Gründe, warum Prozesse der zentrale Hebel sind:
- Klarheit über Wertschöpfung:
Gute Prozesse machen sichtbar, wie Wert für Kunden entsteht – und wo er verloren geht. - Fundament für Automatisierung:
Nur standardisierte, stabile Prozesse lassen sich sinnvoll mit RPA, Workflow-Engines oder KI unterstützen. - Bessere Priorisierung von Digitalprojekten:
Vorgehen nach „Business Impact vs. Umsetzungsaufwand“ statt nach Lautstärke einzelner Stakeholder. - Reduzierung von Komplexität:
Weniger Sonderwege, klare Entscheidungsregeln, eindeutige Verantwortlichkeiten. - Messbare Verbesserung:
Prozesskennzahlen (z. B. Durchlaufzeiten, Fehlerquoten, Liegezeiten) zeigen objektiv, ob Digitalisierung wirkt.
Kurz gesagt: Wer Prozesse nicht aktiv managt, lässt Digitalisierung zum Zufallsprojekt werden.
3. Typische Probleme: Warum viele Digitalisierungsinitiativen ins Leere laufen
In vielen Branchen lassen sich wiederkehrende Muster beobachten, wenn Digitalisierung ohne professionelles Prozessmanagement angegangen wird.
3.1 Häufige Symptome
- Insellösungen: Jedes Team beschafft eigene Tools, Daten fließen nicht durchgängig.
- Shadow-IT & Excel-Wildwuchs: Wichtige Prozesse laufen faktisch außerhalb der Kernsysteme.
- Doppelte Datenerfassung: Medienbrüche erzwingen Mehrfacheingaben.

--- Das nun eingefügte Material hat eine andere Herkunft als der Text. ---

PR #1162, opened 2019-10-25
Generalized Exec.prove to accept any Claim

traiansf:
Preliminary refactoring towards allowing all-path proofs along one-path ones.

---

###### Reviewer checklist


kore/src/Kore/Exec.hs
```diff
@@ -282,20 +284,31 @@ search verifiedModule strategy termLike searchPattern searchConfig =
...
     -- ^ The main module
     -> VerifiedModule StepperAttributes Attribute.Axiom
     -- ^ The spec module
+    -> (VerifiedModule StepperAttributes Attribute.Axiom
+        -> [(Attribute.Axiom, claim)])
+    -- ^ claims extractor
     -> smt (Either (TermLike Variable) ())
-prove limit definitionModule specModule =
-    evalProver definitionModule specModule
+prove limit definitionModule specModule claimExtractor =
```
ttuegel: Could we push the `claimExtractor` out into the `Claim` class?

kore/src/Kore/Step/Rule/Expand.hs
```diff
@@ -79,12 +82,14 @@ import Kore.Variables.UnifiedVariable
...
-expandOnePathSingleConstructors metadataTools (OnePathRule rule) =
-    OnePathRule (expandSingleConstructors metadataTools rule)
+expandClaimSingleConstructors
+    :: Coercible (RulePattern Variable) claim
+    => Coercible claim (RulePattern Variable)
+    => SmtMetadataTools attributes
+    -> claim
+    -> claim
+expandClaimSingleConstructors metadataTools claim =
+    coerce (expandSingleConstructors metadataTools (coerce claim))
```
ttuegel: When we have a function applied over a coercion like this, it makes me think this would be better in the class. Could we lift this to the class? Or going even further, make this a strategy step, so that we expand any single-constructor variables at the start of each proof step? Or going perhaps to far: make this a step in the variable simplifier? :sunglasses: 

That last is probably too far because of the quantification problem, but I think we could generalize this a bit.

kore/src/Kore/Step/Rule/Simplify.hs
```diff
@@ -51,15 +55,17 @@ import Kore.Step.Simplification.Simplify
...
+        , Coercible rule (RulePattern variable)
         )
-    => OnePathRule variable
-    -> simplifier (MultiAnd (OnePathRule variable))
-simplifyOnePathRuleLhs (OnePathRule rule) = do
-    simplifiedList <- simplifyRuleLhs rule
-    return (fmap OnePathRule simplifiedList)
+    => rule
+    -> simplifier (MultiAnd rule)
+simplifyGoalRuleLhs rule = do
```
ttuegel: This is another one I would probably prefer to see lifted into the class.

kore/src/Kore/Exec.hs
traiansf: Thanks! I did that (kind of). However, I now need a `Proxy` for the `prove` and `proveWithRepl` functions as they have no `claim`-related arguments anymore. Vlad suggested we `AllowAmbiguousTypes` for the `Exec` module and use `TypeApplications`  instead of `Proxy` at call-time.  What do you think?

ttuegel: > Vlad suggested we AllowAmbiguousTypes for the Exec module and use TypeApplications instead of Proxy at call-time. What do you think?

`AllowAmbiguousTypes` is a bad idea because it _requires_ using `TypeApplications`, but it doesn't tell you _where_ they are required. Using `Proxy` documents exactly where the type annotation is required.

Why are `prove` and `proveWithRepl` polymorphic now?

vladciobanu: I would argue that `prove @claim ...` is more readable because it's explicit in what happens: we're passing a type to resolve ambiguity. I also suggested we make sure `claim` is the first type argument to make it easy (rather than `prove @_ @claim`).

I find it odd that `prove` does not take any `claim` itself (which would fix all of these problems). Do we have some types which hide `claims` inside existentials or such?

traiansf: it's because we've made the `claimExtractor` part of the `Claim` so now both the extraction and the processing is done in the methods below.

vladciobanu: Ah so previously we were essentially picking the `claim` type by passing in a concrete `claimExtractor`, but now that we moved that to a type class, the callers of `prove` are no longer picking a `claim` instance so it becomes ambiguous. Is this correct?

kore/src/Kore/Step/Rule/Simplify.hs
traiansf: I lifted both the above, but each to its own class and included them both into the `Claim` type.  Please take another look.

kore/app/exec/Main.hs
```diff
@@ -439,7 +449,7 @@ koreProve execOptions proveOptions = do
                     Bounded.Failed final -> return (failure final)
             else
                 either failure (const success)
-                <$> prove stepLimit mainModule specModule
+                <$> prove stepLimit mainModule specModule (Proxy :: Proxy (OnePathRule Variable))
```
ttuegel: Although I don't like requiring `TypeApplication` in the interface of a function, I think it's good to make using `Proxy` less verbose:

```suggestion
                <$> prove stepLimit mainModule specModule (Proxy @(OnePathRule Variable))
```

kore/src/Kore/Step/Rule.hs
```diff
@@ -555,15 +555,30 @@ wAF sort = Alias
     , aliasRight = mkTop sort
     }
 
+pathRuleToPattern
```
ttuegel: Because we renamed the type above:

```suggestion
reachabilityRuleToPattern
```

- Unklare Verantwortlichkeiten: Niemand fühlt sich für den gesamten Prozess verantwortlich.
- Überfrachtete Tools: Software bildet alle Sonderfälle ab, wird dadurch träge und schwer benutzbar.
- Überlastete Fachbereiche: Digitalisierung kommt „on top“ zum Tagesgeschäft, ohne klare Prioritäten.
3.2 Ursachen dahinter
- Prozesse wurden selten Ende-zu-Ende betrachtet – oft nur abteilungsweise.
- Historisch gewachsene Strukturen wurden nie grundsätzlich hinterfragt.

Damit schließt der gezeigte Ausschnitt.